# Question on electrostatics

1. Jan 31, 2006

### SS2006

the formula

v = kq1/r +kq2/r

if a charge is -2 micro couloumbs for instance is that put into the equatoin and it becomes minused instead or the sign doesnt effect q in the formula

cuase i remmeber in the f = kq1q2
the sign has no effect

2. Jan 31, 2006

### DaMastaofFisix

Mkay, for your first concern, the formula for voltage is correct. The thing is though is that the formula has q1 and q2, which are different charges, which can either be positive or negative. And yes, if the charge is negative, then yes, that particular term of the equation (which by the way, you can use for as many charges as you'd like) becomes negative.

AS for your second claim, the electric force between two particles is kq1q2/r^2! Very important is the sign(how much like yoda did I just sound there). In this case, the charge of the q's will determine whether the force will be attractive (negative sign) or repulsive (positive). Hopefully that asnwered your question.

3. Jan 31, 2006

### SS2006

ur right about the force part, i meant it i dont use it in the equation to find the Force magnitude, then i can draw FBD's to see which way itll go , cause of positive or negative, thanks alot man!

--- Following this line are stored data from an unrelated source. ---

PR #1013, opened 2026-03-02
Fix units for dynamic viscosity

irianordaz:
### Summary

Fix units for dynamic viscosity

### Related Issues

So for the Voltage equation, if one q is -2 microcouloumbs
then i minus the whole kq1/r term right

4. Jan 31, 2006

### SS2006

like i have 1, 18000 volts, the second was 9000 volts, and the third also 9000 volts but the coulumb charge was -2, instead of 2 like the first
so does that mean the final voltage is only 18000,
so a negative couloumb charge actually subtractsf rom the total voltage?

5. Feb 1, 2006

### DaMastaofFisix

Hmm, don't eaxctly see where you are going with this. You give voltage results and the chare, but no distance r....seems to me that ur missing something. Post the problem exactly as it's worded and i'll try and lead you into the right direction.